| INSTRUCTIONS FOR THE TASK |
Restate all of the data exactly.

| DATA EXCERPT |

□ □ □ □

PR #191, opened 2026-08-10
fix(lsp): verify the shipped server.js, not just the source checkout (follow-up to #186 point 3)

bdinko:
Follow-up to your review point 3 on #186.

□ □ □ □

| ANSWER TO THE PROBLEM |
PR #191, opened 2026-08-10
fix(lsp): verify the shipped server.js, not just the source checkout (follow-up to #186 point 3)

bdinko:
Follow-up to your review point 3 on #186.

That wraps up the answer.